Il explique que cet épisode a été l’élément déclencheur de sa démarche judiciaire. Le gendarme dit vouloir dénoncer des faits de racisme qu’il estime avoir subis pendant six ans au sein de son institution, relate Mediapart.
Des propos attribués à sa hiérarchie
Le plaignant rapporte également plusieurs remarques qu’il attribue à un supérieur lors de ses débuts dans l’unité. D’après son témoignage, ces propos auraient visé ses origines, son apparence, son lieu de résidence ainsi que sa pratique religieuse.
Toujours selon lui, il lui aurait été conseillé d’adopter un profil discret pour mieux s’intégrer. À ce stade, ces éléments relèvent de ses déclarations et devront être examinés dans le cadre de l’enquête en cours.
Une enquête confirmée par la gendarmerie nationale
Dimanche 5 avril, la gendarmerie nationale a confirmé qu’une enquête était en cours à Paris après le dépôt de cette plainte. De son côté, le parquet de Paris n’a pas souhaité communiquer davantage pour le moment sur le périmètre des vérifications engagées.
L’enquête devra désormais établir la matérialité des faits dénoncés, leur éventuelle qualification pénale et les responsabilités qui pourraient en découler.
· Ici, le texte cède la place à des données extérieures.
PR #3128, opened 2021-11-10
Fix back-reference parsing in mutt_replacelist_add

gahr:
A back-reference not at the end of the string was not properly parsed.
This is because our mutt_str_ato[li] functions explicitely check that
the full string was parsed. Perhaps we should do something about it.

Also, without the fix, the test would crash because `mutt_replacelist_match` keeps some static variables that are not properly reset.

### DIFF
--- a/test/regex/mutt_replacelist_match.c
+++ b/test/regex/mutt_replacelist_match.c
@@ -23,6 +23,7 @@
 #define TEST_NO_MAIN
 #include "config.h"
 #include "acutest.h"
+#include "test_common.h"
 #include "mutt/lib.h"
 
 void test_mutt_replacelist_match(void)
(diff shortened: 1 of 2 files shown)


flatcap:
> our mutt_str_ato[li] functions explicitly check that the full string was parsed.

Upstream recently(-ish) modified their `ato*` functions to behave consistently,
but that may have just been the function prototypes.

> Perhaps we should do something about it.

Sounds good.
There are currently 50 uses of `mutt_str_{atoi,atol,atos,atoui,atoul,atoull}()`.

test/regex/mutt_replacelist_match.c
```diff
@@ -44,4 +45,20 @@ void test_mutt_replacelist_match(void)
...
+    TEST_CHECK_STR_EQ("foo [foo-1234-bar] bar", buf);
+  }
+
+  {
+    struct ReplaceList replacelist = STAILQ_HEAD_INITIALIZER(replacelist);
+    mutt_replacelist_add(&replacelist, "foo-([^-]+)-bar", "foo [%1] bar", NULL);
+    char buf[32] = { 0 };
+    TEST_CHECK(mutt_replacelist_match(&replacelist, buf, sizeof(buf), "foo-1234-bar"));
+    TEST_CHECK_STR_EQ("foo [1234] bar", buf);
+  }
```
flatcap, line 63: Is it worth adding a failing test for an illegal back-reference: `%2`?
```c
  {
    struct ReplaceList replacelist = STAILQ_HEAD_INITIALIZER(replacelist);
    mutt_replacelist_add(&replacelist, "foo-([^-]+)-bar", "foo [%2] bar", NULL);
    char buf[32] = { 0 };
    TEST_CHECK(!mutt_replacelist_match(&replacelist, buf, sizeof(buf), "foo-1234-bar"));
  }
```

flatcap (approved):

L’institution met en avant une politique de tolérance zéro
Interrogée sur ce dossier, la gendarmerie nationale rappelle avoir mis en place en interne une politique de tolérance zéro face aux comportements discriminatoires. Elle souligne l’existence de référents égalité-diversité, de dispositifs de signalement et de mesures d’accompagnement pour les personnels concernés.
L’avocat du gendarme estime, pour sa part, que son client n’a pas été protégé de propos racistes malgré ses années de service. L’affaire intervient dans un contexte où les questions de discrimination au sein des institutions régaliennes suscitent une attention croissante.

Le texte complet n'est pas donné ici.